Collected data
——————————

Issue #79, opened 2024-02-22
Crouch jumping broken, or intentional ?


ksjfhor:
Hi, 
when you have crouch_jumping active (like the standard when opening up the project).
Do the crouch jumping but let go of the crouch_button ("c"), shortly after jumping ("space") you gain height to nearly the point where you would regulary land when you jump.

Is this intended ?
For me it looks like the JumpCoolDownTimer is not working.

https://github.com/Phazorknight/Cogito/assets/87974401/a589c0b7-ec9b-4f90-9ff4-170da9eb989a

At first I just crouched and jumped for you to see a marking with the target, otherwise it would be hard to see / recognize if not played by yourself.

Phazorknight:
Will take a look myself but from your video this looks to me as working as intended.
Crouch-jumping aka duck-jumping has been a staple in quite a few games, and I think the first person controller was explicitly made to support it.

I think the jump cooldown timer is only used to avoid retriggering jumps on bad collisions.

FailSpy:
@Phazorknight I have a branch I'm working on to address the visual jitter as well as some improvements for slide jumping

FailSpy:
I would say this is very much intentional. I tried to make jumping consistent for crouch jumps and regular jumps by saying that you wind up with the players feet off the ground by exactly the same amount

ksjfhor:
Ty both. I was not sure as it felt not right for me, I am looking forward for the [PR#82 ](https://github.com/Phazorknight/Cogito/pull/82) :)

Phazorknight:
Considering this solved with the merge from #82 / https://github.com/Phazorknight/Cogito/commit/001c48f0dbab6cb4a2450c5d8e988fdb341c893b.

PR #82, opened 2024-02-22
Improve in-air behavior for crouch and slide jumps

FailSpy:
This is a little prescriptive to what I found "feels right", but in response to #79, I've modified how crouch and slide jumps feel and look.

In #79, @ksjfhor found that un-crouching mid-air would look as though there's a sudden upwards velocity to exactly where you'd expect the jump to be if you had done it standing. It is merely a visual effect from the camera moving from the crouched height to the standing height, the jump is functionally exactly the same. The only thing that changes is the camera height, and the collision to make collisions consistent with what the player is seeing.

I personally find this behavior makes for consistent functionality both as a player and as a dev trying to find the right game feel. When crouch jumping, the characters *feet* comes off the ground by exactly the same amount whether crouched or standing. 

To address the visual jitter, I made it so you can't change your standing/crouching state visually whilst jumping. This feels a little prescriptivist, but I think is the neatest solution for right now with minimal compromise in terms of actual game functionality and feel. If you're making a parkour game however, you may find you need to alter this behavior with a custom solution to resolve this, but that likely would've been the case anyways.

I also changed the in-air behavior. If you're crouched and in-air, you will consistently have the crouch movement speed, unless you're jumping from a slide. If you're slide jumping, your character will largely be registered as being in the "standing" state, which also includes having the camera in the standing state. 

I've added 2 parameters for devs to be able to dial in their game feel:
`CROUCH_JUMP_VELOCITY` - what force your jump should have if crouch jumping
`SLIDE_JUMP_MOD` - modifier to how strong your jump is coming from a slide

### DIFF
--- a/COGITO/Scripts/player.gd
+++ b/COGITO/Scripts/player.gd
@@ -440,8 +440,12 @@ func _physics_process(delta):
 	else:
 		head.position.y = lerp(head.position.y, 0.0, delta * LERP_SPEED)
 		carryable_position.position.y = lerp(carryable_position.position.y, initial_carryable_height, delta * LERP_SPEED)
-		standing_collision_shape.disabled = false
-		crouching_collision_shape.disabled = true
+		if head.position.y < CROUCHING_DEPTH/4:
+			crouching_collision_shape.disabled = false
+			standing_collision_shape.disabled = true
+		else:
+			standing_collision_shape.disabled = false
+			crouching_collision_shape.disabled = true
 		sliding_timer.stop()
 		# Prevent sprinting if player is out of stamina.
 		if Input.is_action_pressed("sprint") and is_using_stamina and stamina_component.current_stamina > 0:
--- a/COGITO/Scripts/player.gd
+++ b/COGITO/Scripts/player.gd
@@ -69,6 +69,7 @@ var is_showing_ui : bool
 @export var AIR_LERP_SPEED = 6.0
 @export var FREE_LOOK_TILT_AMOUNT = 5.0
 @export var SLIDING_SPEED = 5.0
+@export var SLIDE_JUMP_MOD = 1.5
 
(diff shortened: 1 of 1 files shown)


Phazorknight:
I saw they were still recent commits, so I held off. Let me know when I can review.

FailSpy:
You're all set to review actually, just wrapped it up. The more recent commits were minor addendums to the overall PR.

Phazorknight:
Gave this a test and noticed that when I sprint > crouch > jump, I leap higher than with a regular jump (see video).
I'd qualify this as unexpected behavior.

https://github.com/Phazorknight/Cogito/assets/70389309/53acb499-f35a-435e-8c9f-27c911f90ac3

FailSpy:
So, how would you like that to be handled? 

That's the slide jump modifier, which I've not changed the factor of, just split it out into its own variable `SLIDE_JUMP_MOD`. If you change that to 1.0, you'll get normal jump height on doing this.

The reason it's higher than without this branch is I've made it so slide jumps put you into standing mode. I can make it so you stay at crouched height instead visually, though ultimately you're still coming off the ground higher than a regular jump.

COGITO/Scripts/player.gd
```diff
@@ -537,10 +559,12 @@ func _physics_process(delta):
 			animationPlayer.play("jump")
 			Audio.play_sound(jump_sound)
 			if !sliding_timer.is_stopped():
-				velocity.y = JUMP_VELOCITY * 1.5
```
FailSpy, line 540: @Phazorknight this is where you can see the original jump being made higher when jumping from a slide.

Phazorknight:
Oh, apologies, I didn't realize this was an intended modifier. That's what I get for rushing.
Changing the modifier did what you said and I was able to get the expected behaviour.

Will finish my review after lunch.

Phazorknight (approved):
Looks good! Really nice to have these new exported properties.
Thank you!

——————————

## [WORK INSTRUCTIONS]
Every record must be transcribed precisely, down to the last character.

## [SOLUTION]
Issue #79, opened 2024-02-22
Crouch jumping broken, or intentional ?


ksjfhor:
Hi, 
when you have crouch_jumping active (like the standard when opening up the project).
Do the crouch jumping but let go of the crouch_button ("c"), shortly after jumping ("space") you gain height to nearly the point where you would regulary land when you jump.

Is this intended ?
For me it looks like the JumpCoolDownTimer is not working.

https://github.com/Phazorknight/Cogito/assets/87974401/a589c0b7-ec9b-4f90-9ff4-170da9eb989a

At first I just crouched and jumped for you to see a marking with the target, otherwise it would be hard to see / recognize if not played by yourself.

Phazorknight:
Will take a look myself but from your video this looks to me as working as intended.
Crouch-jumping aka duck-jumping has been a staple in quite a few games, and I think the first person controller was explicitly made to support it.

I think the jump cooldown timer is only used to avoid retriggering jumps on bad collisions.

FailSpy:
@Phazorknight I have a branch I'm working on to address the visual jitter as well as some improvements for slide jumping

FailSpy:
I would say this is very much intentional. I tried to make jumping consistent for crouch jumps and regular jumps by saying that you wind up with the players feet off the ground by exactly the same amount

ksjfhor:
Ty both. I was not sure as it felt not right for me, I am looking forward for the [PR#82 ](https://github.com/Phazorknight/Cogito/pull/82) :)

Phazorknight:
Considering this solved with the merge from #82 / https://github.com/Phazorknight/Cogito/commit/001c48f0dbab6cb4a2450c5d8e988fdb341c893b.

PR #82, opened 2024-02-22
Improve in-air behavior for crouch and slide jumps

FailSpy:
This is a little prescriptive to what I found "feels right", but in response to #79, I've modified how crouch and slide jumps feel and look.

In #79, @ksjfhor found that un-crouching mid-air would look as though there's a sudden upwards velocity to exactly where you'd expect the jump to be if you had done it standing. It is merely a visual effect from the camera moving from the crouched height to the standing height, the jump is functionally exactly the same. The only thing that changes is the camera height, and the collision to make collisions consistent with what the player is seeing.

I personally find this behavior makes for consistent functionality both as a player and as a dev trying to find the right game feel. When crouch jumping, the characters *feet* comes off the ground by exactly the same amount whether crouched or standing. 

To address the visual jitter, I made it so you can't change your standing/crouching state visually whilst jumping. This feels a little prescriptivist, but I think is the neatest solution for right now with minimal compromise in terms of actual game functionality and feel. If you're making a parkour game however, you may find you need to alter this behavior with a custom solution to resolve this, but that likely would've been the case anyways.

I also changed the in-air behavior. If you're crouched and in-air, you will consistently have the crouch movement speed, unless you're jumping from a slide. If you're slide jumping, your character will largely be registered as being in the "standing" state, which also includes having the camera in the standing state. 

I've added 2 parameters for devs to be able to dial in their game feel:
`CROUCH_JUMP_VELOCITY` - what force your jump should have if crouch jumping
`SLIDE_JUMP_MOD` - modifier to how strong your jump is coming from a slide

### DIFF
--- a/COGITO/Scripts/player.gd
+++ b/COGITO/Scripts/player.gd
@@ -440,8 +440,12 @@ func _physics_process(delta):
 	else:
 		head.position.y = lerp(head.position.y, 0.0, delta * LERP_SPEED)
 		carryable_position.position.y = lerp(carryable_position.position.y, initial_carryable_height, delta * LERP_SPEED)
-		standing_collision_shape.disabled = false
-		crouching_collision_shape.disabled = true
+		if head.position.y < CROUCHING_DEPTH/4:
+			crouching_collision_shape.disabled = false
+			standing_collision_shape.disabled = true
+		else:
+			standing_collision_shape.disabled = false
+			crouching_collision_shape.disabled = true
 		sliding_timer.stop()
 		# Prevent sprinting if player is out of stamina.
 		if Input.is_action_pressed("sprint") and is_using_stamina and stamina_component.current_stamina > 0:
--- a/COGITO/Scripts/player.gd
+++ b/COGITO/Scripts/player.gd
@@ -69,6 +69,7 @@ var is_showing_ui : bool
 @export var AIR_LERP_SPEED = 6.0
 @export var FREE_LOOK_TILT_AMOUNT = 5.0
 @export var SLIDING_SPEED = 5.0
+@export var SLIDE_JUMP_MOD = 1.5
 
(diff shortened: 1 of 1 files shown)


Phazorknight:
I saw they were still recent commits, so I held off. Let me know when I can review.

FailSpy:
You're all set to review actually, just wrapped it up. The more recent commits were minor addendums to the overall PR.

Phazorknight:
Gave this a test and noticed that when I sprint > crouch > jump, I leap higher than with a regular jump (see video).
I'd qualify this as unexpected behavior.

https://github.com/Phazorknight/Cogito/assets/70389309/53acb499-f35a-435e-8c9f-27c911f90ac3

FailSpy:
So, how would you like that to be handled? 

That's the slide jump modifier, which I've not changed the factor of, just split it out into its own variable `SLIDE_JUMP_MOD`. If you change that to 1.0, you'll get normal jump height on doing this.

The reason it's higher than without this branch is I've made it so slide jumps put you into standing mode. I can make it so you stay at crouched height instead visually, though ultimately you're still coming off the ground higher than a regular jump.

COGITO/Scripts/player.gd
```diff
@@ -537,10 +559,12 @@ func _physics_process(delta):
 			animationPlayer.play("jump")
 			Audio.play_sound(jump_sound)
 			if !sliding_timer.is_stopped():
-				velocity.y = JUMP_VELOCITY * 1.5
```
FailSpy, line 540: @Phazorknight this is where you can see the original jump being made higher when jumping from a slide.

Phazorknight:
Oh, apologies, I didn't realize this was an intended modifier. That's what I get for rushing.
Changing the modifier did what you said and I was able to get the expected behaviour.

Will finish my review after lunch.

Phazorknight (approved):
Looks good! Really nice to have these new exported properties.
Thank you!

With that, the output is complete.